Run your ass off, because you suck at swimming, your shot is iffy, and you can’t throw.  You are good at something, and that something is going hard on the track. 



                I inherited running honestly, because running was just what my father was good at, and so I had a role model.  I had a coach.

                He always encouraged me to run with him when I was younger and so I did.  I would go run for a mile.   And then I would go run for two miles.  And by the time I was six I was able to run 4-5 miles at once, no problem at all.

                I entered every single race that came through the area and usually finished among the top in my age group.  I wasn’t exceptionally talented, but I wasn’t slow.  I did have a motor though, which caused me to run 70 mile weeks in high school, and eventually grow into a State caliber runner.

                And I was drilled on spelling words.  And I had no video games so I read encyclopedias for fun.   I got good grades.  I wasn’t exceptionally smart.  I was just smart enough, and had some gusto.  Just so happens that this is enough to include you in the 95th percentile in your class in Graysville.

                So heads did turn.  I didn’t ever think I was better than anyone.  I felt lucky to be honest, that my family was stable enough to give me such a foundation to grow and flourish.

                Running took me to Cumberland College.  This is in the middle of the Appalachian Mountains.  I chose to go here because the running program was strong for a small college, and there were plenty of rolling hills with a plethora of paths zigzagging through the Cumberland Gap.  And they were paying my tuition, which is the single biggest reason for going there.

                Jesus saves was the writing on the wall.
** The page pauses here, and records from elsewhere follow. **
PR #1612, opened 2024-09-10
Quick Reblog: Reimplement tag suggestion UI

### LINKED ISSUE #1102: Quick Reblog: Inconsistent suggestion behavior on tag field click
### Platform

MacOS 13.2.1 arm64

### Browser

Firefox 115.0b9 / Chrome 114.0.5735.106

### Addon version

v0.21.9

### Details

With Quick Reblog's "suggest tags from the post being reblogged" option enabled, clicking in the empty tag field in Chrome will immediately open the suggested tags `datalist` element, while in Firefox, one must type something into the tag field and press backspace or comma to make the element appear.

This is an inconsistency due to differences in browser implementation, and very well might not be fixable. If we do prefer the instant-appear Chromium behavior, however, I wouldn't be surprised if there's a way to trick Firefox into showing the element on focus if the field is empty.

(Written based on a user report that the tag suggestion feature wasn't working which turned out to be due to the Firefox behavior; this would be a reason to prefer the Chromium behavior.)

### LINKED ISSUE #1611: Suggest tags from post reblogged not working on firefox mobile
### Platform

Android 14

### Browser

Firefox Beta 131.0b3 (Build #2016042863),

### Addon version

1.03

### Details

have no problems using this feature on desktop chrome but mobile firefox beta (i believe beta is necessary for the extension?) does not display any menu for tags from previous post.
Screenshot_20240909-150953

marcustyphoon:
### Description

This manually implements a component similar to the HTML `datalist` element that we're currently using to show the user tag suggestions. This should result in:

- Support for Firefox for Android. Resolves #1611.
- Consistent UI between browsers that we can customize; see the previously linked issue for a buggy example in Kiwi Browser, and note that desktop Firefox and Chrome have noticeably different UI designs (neither of which, imo, look great).
- Suggestions containing only the suggested tag instead of everything in the tags input box. Usable suggestions when there is more than a small amount of content in the tags input box.
- A suggestion box that opens consistently, with a single click, in all browsers. Resolves #1102.

At time of writing, the DOM structure and CSS I created are... uh, let's just say "probably improvable." This feels like one of those PRs that could use the "April fixes everything" special.

### Testing steps

Needs further testing for modal logic edge cases. Needs further testing for overflow (e.g. with long suggested tags/many suggested tags)

### DIFF
--- a/src/features/quick_reblog.css
+++ b/src/features/quick_reblog.css
@@ -4,7 +4,6 @@
   box-shadow: 0 0 15px 0 rgba(0,0,0,.5);
   padding: 2px;
   border-radius: 3px;
-  overflow: hidden;
   color: rgb(var(--black));
   font-size: .875rem;
   font-weight: normal;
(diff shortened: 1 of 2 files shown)


marcustyphoon:
I suppose this could be generic and in a util, come to think of it.

marcustyphoon:
Hiding the element when the parent doesn't match`:focus-within` doesn't work for two reasons:

- in Safari, when clicking the new tag suggestions element, focus is lost before the click action is processed, and everything breaks
- clicking the new tag suggestions element outside of one of the actual action buttons drops focus and hides the tag suggestions element

Thus:

- [ ] remove that and hide the element on click if the click is outside of the element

Literally.  It was spray painted on a bridge you could see from the interstate heading south from Ohio.

                It was everywhere.  This liberal arts college also happened to be affiliated with the Southern Baptist Convention.  The money trail was obvious; the SBC funded this cadre of educators.   And they programmed every Southern Baptist kid in a 200 mile radius with their bullshit.
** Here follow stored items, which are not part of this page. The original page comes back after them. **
PR #1619, opened 2024-09-16
Fix static styles failing to update

### LINKED ISSUE #1354: Improve Firefox automatic update CSS inconsistency
### Concept

As noted in discussion #1353, when Firefox pulls a new extension update, changes to scripts' static stylesheets aren't applied until one opens a new tab (while changes to script code and dynamic stylesheets are, potentially leading to temporary inconsistent behavior).

Not sure we actually have a method to improve this (obviously besides using only style elements, which does have some significant advantages), but even if that's the case it seems worth having an issue filed.

marcustyphoon:
### Description

> You wanna know what's really scaring me? The link-element-pointing-to-a-css-file-in-the-extension-package method, when loaded via web-ext run, doesn't even show changes when I press refresh on the page. I have to command-shift-R. Surely that can't reflect the real update experience... right?
> 
> _Originally posted by @marcustyphoon in https://github.com/AprilSylph/XKit-Rewritten/issues/1354#issuecomment-2352212011_

This is what I had to do to get the automatic reload from `web-ext run` to apply changes to static stylesheets included with features: have the load process remove the link element, then add a new link element with a different (cache busted) URL.

Presumably, this resolves #1354. Maybe only one of these two changes would be sufficient to fix the issue in practice; I'm not sure. Both were required when I used web-ext. At some point maybe I'll test just loading the extension as unpacked?

(Not sure if this is technically a performance regression.)

### Testing steps

- Load the extension into Firefox and open Tumblr. Enable a feature with a static stylesheet (say, AccessKit).
- Add something random like `body { border: 10px solid red; }` to the feature stylesheet.
- Reload/update the extension, if you aren't using `web-ext`to doing that for you.
- Confirm that the style is applied.

<br />

- Disable the feature.
- Confirm that the link element is removed and the style is no longer applied.

There may be a more accurate way to simulate an extension update, like loading an old version's xpi. I haven't tried that yet (gotta go find a change to a static stylesheet in the release history that would be really easy to test, especially given other bugs in the Firefox autoupdate process we've recently fixed).

### DIFF
--- a/src/content_scripts/main.js
+++ b/src/content_scripts/main.js
@@ -6,6 +6,8 @@
 
   const restartListeners = {};
 
+  const randomId = Math.random();
+
   const runScript = async function (name) {
     const scriptPath = browser.runtime.getURL(`/features/${name}.js`);
     const { main, clean, stylesheet, styleElement, onStorageChanged } = await import(scriptPath);
@@ -16,8 +18,9 @@
     if (stylesheet) {
       const link = Object.assign(document.createElement('link'), {
         rel: 'stylesheet',
-        href: browser.runtime.getURL(`/features/${name}.css`)
+        href: browser.runtime.getURL(`/features/${name}.css?v=${randomId}`)
       });
+      link.className = 'xkit';
       document.documentElement.appendChild(link);
     }
     if (styleElement) {
@@ -50,7 +53,7 @@
       clean().catch(console.error);
     }
     if (stylesheet) {
-      document.querySelector(`link[href="${browser.runtime.getURL(`/features/${name}.css`)}"]`)?.remove();
+      document.querySelector(`link[href^="${browser.runtime.getURL(`/features/${name}.css`)}"]`)?.remove();
     }
     if (styleElement) {
       styleElement.remove();
@@ -97,7 +100,7 @@
   });
 
   const init = async function () {
-    $('style.xkit').remove();
+    $('style.xkit, link.xkit').remove();
 
     browser.storage.onChanged.addListener(onStorageChanged);
 


src/content_scripts/main.js
```diff
@@ -6,6 +6,8 @@
 
   const restartListeners = {};
 
+  const randomId = Math.random();
```
AprilSylph, line 9: shouldn't we use `getRandomHexString()` instead here? for even more randomness.

AprilSylph (approved):
leaving a pre-approval; code comment withstanding. disabled the "Dismiss stale pull request approvals when new commits are pushed" protection rule so you no longer need a re-review after addressing nit feedback.

src/content_scripts/main.js
marcustyphoon: Hm. We'd have to inline it or dynamic import it, but a hex string definitely feels more semantic than a number between 0 and 1. I don't think the entropy matters; we realistically could have used `Math.random().toString(16).replace('0.', '')` as a oneliner, come to think of it.

But that just makes me think: why is this random at all? It may as well be `Date.now()`.

AprilSylph: +1 to `Date.now()`, vanishingly unlikely that XKit boots and the addon is updated in the _same millisecond_

marcustyphoon: Ironically, if I did the math correctly, the chance of that happening is around 3.5 million times higher than the chance of `String(Math.random())` giving the same result twice. Of course, using Date.now() guarantees that if this does happen it's when refreshing during an update, rather than... well, hm, wait, hold on, no...

With the Math.random() call:
- As far as I'm aware, we probably have enough bits of seed entropy and the PRNG is good enough to assume that each possible 64 bit float value that comes out of `Math.random()` is equally likely and doesn't depend on prior values without making the math too inaccurate (53 bit mantissa).
- There are 1e16 possible outputs of `String(Math.random())`. I would have to think about whether the base conversion makes them unequally likely enough to matter, but probably not significantly.
- Each time we update the extension, we can assume the browser downloads the update at an arbitrary random time. For each tumblr tab the user has open, this process occurs, and if we hit the `[average number of open tabs this user has] / 2^53 ≈ [average number of open tabs this user has] / 1e16` chance, one of their tabs will have broken styles until it's hard refreshed.

With Date.now():
- Each time we update the extension, we can assume the browser downloads the update at an arbitrary random time. Bad results occur if the user clicks to open a new tab, XKit loads, Date.now() is called, the browser processes the update, XKit is loaded again in the same tab, Date.now() is called again within the same millisecond, etc.
- If we pretend these actions occur in independent processes and have independent timing windows, the chance that this happens depends on the user's new tab open frequency; there are 3e10 milliseconds in a year, and we drop (say) 10 releases in a year, so each time we drop a release, if we hit a `[average number of tumblr tabs this user opens in a year] / 3e9` chance, one of their tabs will have broken styles until it's hard refreshed. This is many orders of magnitude more likely than the above case in the best case scenario.
- These tasks actually run in the javascript main process, though, which isn't multithreaded. Therefore, a) if the event that the Math.random() call is in exceeds 1ms of duration following the call, which in the profiler it looks like it would not necessarily, b) if the event that the web extension update task is in exceeds 1ms of duration before the Math.random() call, c) the sum of those times exceeds 1ms, or d) if the scheduler does not and can not run the web extension update task immediately at this point in the middle of a bunch of React bootstrapping, then the chance of having broken styles due to this particular issue is actually zero.

The chance that this analysis is entirely incorrect without this final note is, of course, probably quite a bit higher than one in a million, making the rest of it vanish within the error bars, though, so like, there is that.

                I once saw our school’s president, Dr.  Taylor, carry several boxes of whiskey into the college’s hotel.  I worked there, and it was the same night as a big party he and his wife were throwing.
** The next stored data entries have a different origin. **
PR #1621, opened 2024-09-16
Popup: Clear storage optionally on backup restore

### LINKED ISSUE #1191: Importing backup keeps old storage keys
### Platform

MacOS 13.5 arm64

### Browser

Chrome 115.0.5790.170

### Addon version

master

### Details

https://github.com/AprilSylph/XKit-Rewritten/blob/248912f7c22e5c129a52563acde76a7b4e65b620/src/browser_action/render_backup.js#L57-L58

When one imports a backup of their preferences, any keys in the backup get set, but any keys not in the backup do not get removed, as one might expect. (adding `await browser.storage.local.clear();` would implement this behavior.)

Of course, there are probably situations where one might want the current, merge-my-import-into-my-current-preferences behavior, honestly; one could argue that this is only sort of a bug. It would probably be way too confusing to implement two different restore buttons that allow the user to pick either behavior and that only appear in the case where the pasted backup does not contain some of the keys which are currently set, though it's not like it's hard.

marcustyphoon:
### Description

This adds a checkbox to the backup restore interface in the specific scenario where the user's pasted backup is missing some of the values that the extension storage currently contains. As noted in the linked issue, this scenario currently results in those old values persisting. With this checkbox selected, the extension will remove those values as part of the restore process.

Most people should not see this, as they're presumably loading a backup with the same amount of information or more information than their storage currently contains

Resolves #1191.

### Testing steps

- Export your data, if you're testing this with your real data. Toggle some preferences to generate some data if you aren't.

<br />

- Paste your current data into the restore box. Confirm that no checkbox appears and that restoring works as expected.

<br />

- Paste `{}` into the restore box. Uncheck the resulting checkbox. Confirm that restoring works as expected but results in no change.
- Paste a subset of your current data into the restore box with a value change. Uncheck the resulting checkbox. Confirm that restoring works as expected but results in no change.
- Paste `{}` into the restore box. Check the resulting checkbox. Confirm that restoring removes all of your data.


marcustyphoon:
Aside: I had no idea you could do this!

```css
[data-stale-keys]::after {
  content: "Clear " attr(data-stale-keys) " Existing Value(s)";
}
```

AprilSylph (changes requested):
I really think we should just clear the storage by default and have the import work on a whole-replacement basis. The usefulness of configuration merges is nil, in my opinion, when it's only a merge of top-level values and not any of the values that would genuinely be useful to merge, e.g. AlreadyReblogged entries.

A "This will overwrite your existing configuration!" disclaimer that appears if the current config has any keys at all would be more easily understood.

marcustyphoon:
Yeah, makes sense 👍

                Did I mention that Cumberland College is in the driest region of southern Appalachia?  That means alcohol is a no-no.  Not only was our community dry, but also it was outlined in our student handbook over and over that any student attending Cumberland was not to drink alcohol, regardless of age.

                Needless to say, I was given very mixed messages.   Desperately wanting not to conform with these idiots, I decided to become Atheist. 

                I remember the exact place where it happened.  It was on the football field, that was inside the track that I would run around a million and a half times for the next 6 years.  It wasn’t a rash decision made right there on the spot.  My rational thinking mind had been bugging me for years about inconsistencies in the church, but this was the tipping point.

                We were playing ultimate Frisbee.  All it took was one like minded individual in this sea of southern righteousness.  His name was Joey, and he was also a member of my cross country team.  He said he didn’t buy into the baloney the school was feeding him.  I was engrossed from the very beginning.  I do not believe in God.

                What was developing right in front of me was a beast of a situation that would send my life in directions once unimagineable.

                Because I was “exceptional” in high school, in a manner of speaking, it was all the more difficult to watch myself slide into nothingness.  I got to live this debacle, so I can only imagine what it looked like from the outside looking in.